PR #4264, opened 2025-03-25
[CALCITE-6911] SqlItemOperator.inferReturnType throws AssertionError for out of bounds accesses

mihaibudiu:


mihaibudiu:
I have kept the assertions unchanged, but added additional validation which should prevent these assertions from ever being fired. The validation has to be done in `checkOperandTypes` to provide nice validator error messages; by the time `inferReturnTypes` is reached we no longer have a handle to the required callBinding.

mihaibudiu:
To make it easier to review, please note that the new code in SqlItemOperator is essentially lifted from the existing code from SqlItemOperator.inferReturnType; it is just that these checks should be done earlier, and should not throw AssertionError, but report a normal error.

caicancai (approved):
LGTM

testkit/src/main/java/org/apache/calcite/test/SqlOperatorTest.java
```diff
@@ -13289,10 +13289,9 @@ private static void checkArrayConcatAggFuncFails(SqlOperatorFixture t) {
     f.check("select \"T\".\"X\"[2] "
             + "from (VALUES (ROW(ROW(3, CAST(NULL AS INTEGER)), ROW(4, 8)))) as T(x, y)",
         SqlTests.ANY_TYPE_CHECKER, isNullValue());
-    f.checkFails("select \"T\".\"X\"[1 + CAST(NULL AS INTEGER)] "
+    f.checkFails("select ^\"T\".\"X\"[1 + CAST(NULL AS INTEGER)]^ "
```
NobiGo, line 13292: Can we be more precise here, such as displaying `1+CAST (NULL AS INTEGER)` in the exception message?

mihaibudiu: The position is included, that's what ^ stands for in these tests. The position is between the two carets.

PR #4267, opened 2025-03-26
[CALCITE-6914] Expand join-dependent predicates from disjunction

silundong:
For the following SQL:
`
select t1.name from t1, t2 
where t1.id = t2.id 
and ( 
    (t1.id > 20 and t2.height < 50)  
    or 
    (t1.weight < 200 and t2.sales > 100) 
) 
`
The disjunction `(t1.id > 20 and t2.height < 50) or (t1.weight < 200 and t2.sales > 100)` uses t1 and t2, thus cannot be pushed below the join. 
In fact, we can extract redundant `(t1.id > 20 or t1.weight < 200)` , `(t2.height < 50 or t2.sales > 100)` from this predicate by a new rule and push down these two predicates to both side of Join input.
More detail: https://issues.apache.org/jira/browse/CALCITE-6914

### DIFF
--- a/core/src/main/java/org/apache/calcite/rel/rules/CoreRules.java
+++ b/core/src/main/java/org/apache/calcite/rel/rules/CoreRules.java
@@ -850,4 +850,16 @@ public class CoreRules {
   @Experimental
   public static final DphypJoinReorderRule HYPER_GRAPH_OPTIMIZE =
       DphypJoinReorderRule.Config.DEFAULT.toRule();
+
+  /** Rule that expands disjunction in the condition of a {@link Filter}.
+   *
+   * @see #EXPAND_JOIN_DISJUNCTION_GLOBAL */
+  public static final ExpandDisjunctionForTableRule EXPAND_FILTER_DISJUNCTION_GLOBAL =
+      ExpandDisjunctionForTableRule.Config.FILTER.toRule();
+
+  /** Rule that expands disjunction in the condition of a {@link Join}.
+   *
+   * @see #EXPAND_FILTER_DISJUNCTION_GLOBAL */
+  public static final ExpandDisjunctionForTableRule EXPAND_JOIN_DISJUNCTION_GLOBAL =
+      ExpandDisjunctionForTableRule.Config.JOIN.toRule();
 }
--- a/core/src/main/java/org/apache/calcite/rel/rules/ExpandDisjunctionForTableRule.java
+++ b/core/src/main/java/org/apache/calcite/rel/rules/ExpandDisjunctionForTableRule.java
@@ -1,0 +1,430 @@
+/*
+ * Licensed to the Apache Software Foundation (ASF) under one or more
+ * contributor license agreements.  See the NOTICE file distributed with
+ * this work for additional information regarding copyright ownership.
+ * The ASF licenses this file to you under the Apache License, Version 2.0
+ * (the "License"); you may not use this file except in compliance with
+ * the License.  You may obtain a copy of the License at
+ *
+ * http://www.apache.org/licenses/LICENSE-2.0
+ *
+ * Unless required by applicable law or agreed to in writing, software
+ * distributed under the License is distributed on an "AS IS" BASIS,
+ * WITHOUT WARRANTIES OR CONDITIONS OF ANY KIND, either express or implied.
+ * See the License for the specific language governing permissions and
+ * limitations under the License.
+ */
+package org.apache.calcite.rel.rules;
+
+import org.apache.calcite.plan.RelOptRuleCall;
+import org.apache.calcite.plan.RelOptUtil;
+import org.apache.calcite.plan.RelRule;
+import org.apache.calcite.rel.RelNode;
+import org.apache.calcite.rel.core.Filter;
+import org.apache.calcite.rel.core.Join;
+import org.apache.calcite.rel.metadata.RelMetadataQuery;
+import org.apache.calcite.rel.type.RelDataTypeField;
+import org.apache.calcite.rex.RexCall;
+import org.apache.calcite.rex.RexInputRef;
+import org.apache.calcite.rex.RexNode;
+import org.apache.calcite.rex.RexTableInputRef;
+import org.apache.calcite.rex.RexUtil;
+import org.apache.calcite.tools.RelBuilder;
+import org.apache.calcite.util.ControlFlowException;
+import org.apache.calcite.util.ImmutableBitSet;
+
+import com.google.common.collect.Lists;
+
+import org.checkerframework.checker.nullness.qual.Nullable;
+import org.immutables.value.Value;
+
+import java.util.HashMap;
+import java.util.Iterator;
+import java.util.List;
+import java.util.Map;
+import java.util.Set;
+
+/**
+ * Rule to expand disjunction for single table in condition of a {@link Filter} or {@link Join},
+ * It makes sense to make this optimization part of the predicate pushdown. For example:
+ *
+ * <blockquote><pre>{@code
+ * select t1.name from t1, t2
+ * where t1.id = t2.id
+ * and (
+ *  (t1.id > 20 and t2.height < 50)
+ *  or
+ *  (t1.weight < 200 and t2.sales > 100)
+ * )
+ * }</pre></blockquote>
+ *
+ * <p>we can expand to obtain the condition
+ *
+ * <blockquote><pre>{@code
+ * select t1.name from t1, t2
+ * where t1.id = t2.id
+ * and (
+ *  (t1.id > 20 and t2.height < 50)
+ *  or
+ *  (t1.weight < 200 and t2.sales > 100)
+ * )
+ * and (t1.id > 20 or t1.weight < 200)
+ * and (t2.height < 50 or t2.sales > 100)
+ * }</pre></blockquote>
+ *
+ * <p>new generated predicates are redundant, but they could be pushed down to
+ * scan operator of t1/t2 and reduce the cardinality.
+ *
+ * <p>Note: This rule should only be applied once and it should be used before
+ * {@link CoreRules#FILTER_INTO_JOIN} and {@link CoreRules#JOIN_CONDITION_PUSH}.
+ * In order to avoid it interacting with other expression-related rules and causing
+ * an infinite loop, it is recommended to use it alone in HepPlanner first,
+ * and then do predicate pushdown.
+ *
+ * @see CoreRules#EXPAND_FILTER_DISJUNCTION_GLOBAL
+ * @see CoreRules#EXPAND_JOIN_DISJUNCTION_GLOBAL
+ */
+@Value.Enclosing
+public class ExpandDisjunctionForTableRule
+    extends RelRule<ExpandDisjunctionForTableRule.Config>
+    implements TransformationRule {
+
+  /**
+   * Creates a ExpandDisjunctionForTableRule.
+   */
+  protected ExpandDisjunctionForTableRule(Config config) {
+    super(config);
+  }
+
+  @Override public void onMatch(RelOptRuleCall call) {
+    config.matchHandler().accept(this, call);
+  }
+
+  /**
+   * Expand predicates for condition of a {@link Filter} or {@link Join}.
+   *
+   * @param condition   Condition to be expanded in Filter or Join
+   * @param relNode     The Filter or Join node
+   * @param fieldList   The field list of the Filter or Join inputs.
+   * @param relBuilder  Builder
+   * @param mq          RelMetadataQuery, which is used to get the expression lineage
+   *
+   * @return The redundant predicate expanded from the condition parameter. It is formed by
+   * concatenating the predicates that can be pushed down to single table with AND.
+   */
+  private RexNode apply(
+      RexNode condition,
+      RelNode relNode,
+      List<RelDataTypeField> fieldList,
+      RelBuilder relBuilder,
+      RelMetadataQuery mq) {
+    final Map<Integer, RexTableInputRef.RelTableRef> inputRefToTableRef = new HashMap<>();
+
+    ImmutableBitSet columnBits = RelOptUtil.InputFinder.bits(condition);
+    if (columnBits.isEmpty()) {
+      return condition;
+    }
+
+    // For each table discover the conditions that refer to columns of that
+    // table (and refer to no other tables)
+    for (int columnBit : columnBits.asList()) {
+      Set<RexNode> exprLineage =
+          mq.getExpressionLineage(
+              relNode,
+              RexInputRef.of(columnBit, fieldList));
+      // If mq.getExpressionLineage cannot get result, skip it
+      if (exprLineage == null) {
+        continue;
+      }
+      Set<RexTableInputRef.RelTableRef> relTableRefs =
+          RexUtil.gatherTableReferences(Lists.newArrayList(exprLineage));
+      // If the column is computed by an expression that depends on multiple tables, skip it
+      if (relTableRefs.size() != 1) {
+        continue;
+      }
+      inputRefToTableRef.put(columnBit, relTableRefs.iterator().next());
+    }
+
+    ExpandDisjunctionForTableHelper expandHelper =
+        new ExpandDisjunctionForTableHelper(inputRefToTableRef, relBuilder, config.bloat());
+    Map<RexTableInputRef.RelTableRef, RexNode> expandResult = expandHelper.expand(condition);
+
+    RexNode newCondition = condition;
+    for (RexNode expandCondition : expandResult.values()) {
+      newCondition = relBuilder.and(newCondition, expandCondition);
+    }
+    return newCondition;
+  }
+
+  private static void matchFilter(ExpandDisjunctionForTableRule rule, RelOptRuleCall call) {
+    Filter filter = call.rel(0);
+    RelMetadataQuery mq = call.getMetadataQuery();
+    RelBuilder relBuilder = call.builder();
+
+    RexNode newCondition =
+        rule.apply(
+            filter.getCondition(),
+            filter,
+            filter.getRowType().getFieldList(),
+            relBuilder,
+            mq);
+    if (newCondition.equals(filter.getCondition())) {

[Task instructions] Report every line containing the string "distributed" in the material.

[Output for this task]
+ * contributor license agreements.  See the NOTICE file distributed with
+ * distributed under the License is distributed on an "AS IS" BASIS,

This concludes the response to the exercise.